Cytochrome C Oxidase Deficiency Synonyms:
Cytochrome C Oxidase Deficiency is a rare genetic disorder that affects the function of an enzyme called cytochrome C oxidase, which is essential for the production of energy in cells. This condition is also known by several other names, including:
- COX Deficiency: COX stands for cytochrome C oxidase, and this abbreviation is commonly used to refer to the deficiency of this enzyme.
- Mitochondrial Complex IV Deficiency: Cytochrome C oxidase is part of a larger protein complex called mitochondrial complex IV. Therefore, deficiency of this enzyme is sometimes referred to as mitochondrial complex IV deficiency.
- Leigh Syndrome: Cytochrome C oxidase deficiency is one of the causes of Leigh syndrome, a severe neurological disorder that typically begins in infancy or early childhood. Leigh syndrome is characterized by progressive loss of mental and movement abilities.
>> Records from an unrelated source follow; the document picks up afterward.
PR #3408, opened 2023-07-06
PTW: check all reserved bits for non-leaf ptes

poemonsense:
Non-leaf PTEs should not have any of D, A, and U bits set, otherwise a page-fault exception is raised.

Previously rocket-chip is missing the condition for D, A, and U bits.

**Related issue**: 

**Impact**: API modification

**Release Notes**

See https://github.com/chipsalliance/rocket-chip/issues/3402#issuecomment-1614229185 for more information on the bug.

### DIFF
--- a/src/main/scala/rocket/PTW.scala
+++ b/src/main/scala/rocket/PTW.scala
@@ -135,8 +135,12 @@ class PTE(implicit p: Parameters) extends CoreBundle()(p) {
   val r = Bool()
   /** valid bit */
   val v = Bool()
+  /** the most significant bits are reserved for all types of PTE */
+  def isReserved: Bool = reserved_for_future =/= 0.U
+  /** a non-leaf PTE has more reserved bits than the leaf PTEs */
+  def isReservedIfNonLeaf: Bool = d || a || u
   /** return true if find a pointer to next level page table */
-  def table(dummy: Int = 0) = v && !r && !w && !x && !d && !a && !u && reserved_for_future === 0.U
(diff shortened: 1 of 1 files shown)


poemonsense:
@aswaterman Would you mind take a quick look at this as well? Rocket-chip is missing the conditions for non-leaf page-fault. It checks the conditions in table but fails to report it as a page-fault. Thanks.

aswaterman (commented):
cc @ingallsj again, but this looks right to me.

I'd suggest the name `isReservedIfNonLeaf`.

ingallsj:
Looking, and attempting to reproduce the bug and fix internally, too.  Standby.

poemonsense:
Changed the name to `isReservedIfNonLeaf` as suggested.

ingallsj (changes requested):
Because the definition of a non-leaf "table" PTE is that the R,W,X permission bits are zeroes "off", the L1TLB (ITLB/DTLB) then goes on to report a page fault, even though the PTW response did not explicitly include the `pf` bit set.

So we think that this change would add redundant logic to what the L1TLB (ITLB/DTLB) already performs, and we don't think there is a bug that this change fixes.

poemonsense:
After double-checking the case, I found you are right and this bug depends on a wrong patch for #3407. Before I submit the final and correct PR for that, I had a bad patch trying to fix #3407. This bug is only feasible in that version. 

Sorry for the confusion and thanks for your work. I'll close this PR.

PR #3411, opened 2023-07-11
Fix: wrong value written in reg_vscause for local interrupts

vithursons:
**Related issue**: 

**Impact**:  API modification

**Release Notes**

### DIFF
--- a/src/main/scala/rocket/CSR.scala
+++ b/src/main/scala/rocket/CSR.scala
@@ -1041,7 +1041,7 @@ class CSRFile(
       reg_mstatus.v := true.B
       reg_vsstatus.spp := reg_mstatus.prv
       reg_vsepc := epc
-      reg_vscause := Mux(cause(xLen-1), interruptMSB.U | (Mux(cause_lsbs > 12, cause_lsbs, cause_lsbs - 1)), cause) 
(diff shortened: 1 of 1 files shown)


src/main/scala/rocket/CSR.scala
```diff
@@ -1041,7 +1041,7 @@ class CSRFile(
       reg_mstatus.v := true.B
       reg_vsstatus.spp := reg_mstatus.prv
       reg_vsepc := epc
-      reg_vscause := Mux(cause(xLen-1), Cat(cause(xLen-1, 2), 1.U(2.W)), cause)
+      reg_vscause := Mux(cause(xLen-1), interruptMSB.U | (Mux(cause_lsbs > 12, cause_lsbs, cause_lsbs - 1)), cause)
```
ZenithalHourlyRate, line 1044:
```suggestion
      reg_vscause := Mux(cause(xLen-1) && !cause_lsbs(cause_lsbs.getWidth-1, 4).orR, Cat(cause(xLen-1, 2), 1.U(2.W)), cause)
```

If I understand the code correctly, only `vssip`, `vstip`, `vstip` and local interrupts are delegable to VS. RoCC are not delegable. I think a separation line of 16 should be enough?

vithursons: @ZenithalHourlyRate Commiting the suggestion, but this should be revised when advanced interrupt architecture is implemented.

ZenithalHourlyRate:
CLA issues...The first commit might be made again using your private or working email that is added to your github account?

PR #3478, opened 2023-08-22
Sync dev with master

jerryz123:
Merge master into dev, now both branches are the same


sequencer:
I force merge it, since mergify doesn't need to sign the CLA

- COXPD: This is an abbreviation for Cytochrome C Oxidase Deficiency and is often used in medical literature and research.
- OXPD1: OXPD1 is a specific gene associated with cytochrome C oxidase deficiency. Therefore, this term is used to describe cases caused by mutations in the OXPD1 gene.
Cytochrome C Oxidase Deficiency is a complex disorder with a wide range of symptoms and severity. It can affect various organs and systems in the body, including the brain, muscles, heart, and liver. Early diagnosis and management are crucial for individuals with this condition to optimize their quality of life.